Personal information
- Full name: Frederic Tobin
- Born: 5 July 1849 Liscard, Cheshire, England
- Died: 28 September 1914 (aged 65) Folkestone, Kent, England
- Batting: Right-handed

Domestic team information
- 1870–1872: Cambridge University

Career statistics
| Competition | First-class |
| Matches | 13 |
| Runs scored | 369 |
| Batting average | 16.77 |
| 100s/50s | –/2 |
| Top score | 77 |
| Catches/stumpings | 8/– |
- Source: Cricinfo, 26 January 2023

= Frederic Tobin =

English cricketer and clergyman

Frederic Tobin (5 July 1849 – 28 September 1914) was an English clergyman and cricketer who played first-class cricket for Marylebone Cricket Club (MCC) and Cambridge University between 1870 and 1872. He was born at Liscard, Wallasey, then in Cheshire and died at Folkestone, Kent.

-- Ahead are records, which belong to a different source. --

PR #209, opened 2022-10-12
fix terraform config for fresh projects

sdowell:
A fresh GCP project may not have all required APIs enabled, leading to certain resources not being available (such as the default compute account).

terraform apply will enable all of the required APIs, but they may not be available in time to create the actual resources. This adds a note to instruct the user that they may need to run apply twice for new projects.


nan-yu (approved):
/lgtm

The son of the vicar of Liscard, whose forebears were the builders of Liscard Hall, Tobin was educated at Rugby School and St John's College, Cambridge. As a cricketer, he was a right-handed batsman often used as an opener. His first first-class game in 1870 was an appearance for MCC against Cambridge University: a common practice at the time to try out new players for the university sides. In the return game, he was Cambridge's top scorer with 33 in the first innings, and that was sufficient to put him into the 1870 University Match against Oxford University, where he scored 13 and 2 in a game which ended sensationally with a Cambridge victory by just two runs, and which has become known as "Cobden's Match" after the bowler who secured the victory. In 1871, he scored his first half-century, with 63 in the game against the Gentlemen of England team, and was again selected for the University Match. His highest first-class score was 77, made against Surrey in 1872, when he was again awarded a Blue by appearing in the University Match. After the 1872 University Match, Tobin did not appear in any further first-class cricket, though he played a couple of minor matches in 1885 for Warwickshire, not then a first-class team.

Tobin graduated from Cambridge University with a Bachelor of Arts degree in 1872, and this was automatically converted to a Master of Arts in 1875. He was ordained as a Church of England deacon in 1873 and as a priest the following year. He served as a curate at Croydon to 1875 and then at Caversham, Berkshire. He became vicar of Charlecote, Warwickshire in 1884 and remained there until his death in 1914.